- Directions:
Once the line containing "--- a/moto/autoscaling/models.py" is located, output it and every line after it through the end of the records, exactly as written and nothing else.

- Input data:
■ ■ ■ ■
PR #5050, opened 2022-04-22
Autoscaling - create custom BlockDevice in addition to default image block device

bblommers:
- BlockDeviceMappings defined in a launch config/launch template should be created in addition to the default block device that will be created for an instance.
   (This is a follow-up to #5044, where the user-defined mappings replaces the default device)
 - Adds the parameters ClassicLinkVPCId, ClassicLinkVPCSecurityGroups, MetadataOptions to the `create_launch_configuration` method
 - Fix the ARN creation for launch configurations
 - Persist the Throughput/Encrypted/NoDevice parameters when configuring BlockDeviceMappings

EC2 improvements:
 - Don't throw an error when describing an image that has been deleted recently (behaviour confirmed against AWS)
 - Deregistering the same image twice throws a custom error (behaviour confirmed against AWS)

### DIFF
--- a/moto/autoscaling/models.py
+++ b/moto/autoscaling/models.py
@@ -131,6 +131,10 @@ class FakeLaunchConfiguration(CloudFormationModel):
         ebs_optimized,
         associate_public_ip_address,
         block_device_mapping_dict,
+        region_name,
+        metadata_options,
+        classic_link_vpc_id,
+        classic_link_vpc_security_groups,
     ):
         self.name = name
         self.image_id = image_id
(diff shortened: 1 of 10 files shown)


bblommers:
>     * Don't throw an error when describing an image that has been deleted recently (behaviour confirmed against AWS)
> 

To follow-up on this - the command still succeeds  48 hours after deletion.
(ami-aaaaaaa776 is the AMI of the deleted image)

```bash

$ aws ec2 describe-images --image-id ami-aaaaaaa776 --region us-east-1
{
    "Images": []
}

$ aws ec2 describe-images --image-id ami-aaaaaaa777 --region us-east-1

An error occurred (InvalidAMIID.Malformed) when calling the DescribeImages operation: Invalid id: "ami-aaaaaaa777"

$ aws ec2 describe-images --image-id ami-aaaaaaa766 --region us-east-1

An error occurred (InvalidAMIID.NotFound) when calling the DescribeImages operation: The image id '[ami-aaaaaaa766]' does not exist
```
Looks like AWS keeps quite a long record of recently deleted AMI's.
■ ■ ■ ■
- Answer space:
--- a/moto/autoscaling/models.py
+++ b/moto/autoscaling/models.py
@@ -131,6 +131,10 @@ class FakeLaunchConfiguration(CloudFormationModel):
         ebs_optimized,
         associate_public_ip_address,
         block_device_mapping_dict,
+        region_name,
+        metadata_options,
+        classic_link_vpc_id,
+        classic_link_vpc_security_groups,
     ):
         self.name = name
         self.image_id = image_id
(diff shortened: 1 of 10 files shown)


bblommers:
>     * Don't throw an error when describing an image that has been deleted recently (behaviour confirmed against AWS)
> 

To follow-up on this - the command still succeeds  48 hours after deletion.
(ami-aaaaaaa776 is the AMI of the deleted image)

```bash

$ aws ec2 describe-images --image-id ami-aaaaaaa776 --region us-east-1
{
    "Images": []
}

$ aws ec2 describe-images --image-id ami-aaaaaaa777 --region us-east-1

An error occurred (InvalidAMIID.Malformed) when calling the DescribeImages operation: Invalid id: "ami-aaaaaaa777"

$ aws ec2 describe-images --image-id ami-aaaaaaa766 --region us-east-1

An error occurred (InvalidAMIID.NotFound) when calling the DescribeImages operation: The image id '[ami-aaaaaaa766]' does not exist
```
Looks like AWS keeps quite a long record of recently deleted AMI's.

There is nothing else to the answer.